_Task material_.
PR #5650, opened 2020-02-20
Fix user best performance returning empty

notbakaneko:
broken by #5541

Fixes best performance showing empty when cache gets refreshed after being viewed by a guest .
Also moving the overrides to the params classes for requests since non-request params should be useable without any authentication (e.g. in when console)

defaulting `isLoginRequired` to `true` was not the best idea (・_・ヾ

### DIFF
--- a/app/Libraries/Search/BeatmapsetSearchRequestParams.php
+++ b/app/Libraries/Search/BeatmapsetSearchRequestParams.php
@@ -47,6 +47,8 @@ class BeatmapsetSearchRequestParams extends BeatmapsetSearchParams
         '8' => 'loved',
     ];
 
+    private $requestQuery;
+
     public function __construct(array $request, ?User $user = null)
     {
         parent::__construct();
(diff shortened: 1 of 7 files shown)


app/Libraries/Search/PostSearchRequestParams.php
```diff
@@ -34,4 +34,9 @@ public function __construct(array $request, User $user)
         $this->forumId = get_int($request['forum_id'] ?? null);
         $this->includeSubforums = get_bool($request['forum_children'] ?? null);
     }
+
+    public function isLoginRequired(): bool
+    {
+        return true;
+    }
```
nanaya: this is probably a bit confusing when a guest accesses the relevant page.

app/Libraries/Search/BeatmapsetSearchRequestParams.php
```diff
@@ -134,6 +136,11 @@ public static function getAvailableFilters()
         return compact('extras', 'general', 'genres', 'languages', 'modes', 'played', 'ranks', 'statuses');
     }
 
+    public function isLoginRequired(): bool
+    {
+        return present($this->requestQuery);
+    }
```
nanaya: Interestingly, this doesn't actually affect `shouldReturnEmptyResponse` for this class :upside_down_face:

_What you need to do_.
Take each line above that contains "Libraries" and copy it out.

_Response below_.
--- a/app/Libraries/Search/BeatmapsetSearchRequestParams.php
+++ b/app/Libraries/Search/BeatmapsetSearchRequestParams.php
app/Libraries/Search/PostSearchRequestParams.php
app/Libraries/Search/BeatmapsetSearchRequestParams.php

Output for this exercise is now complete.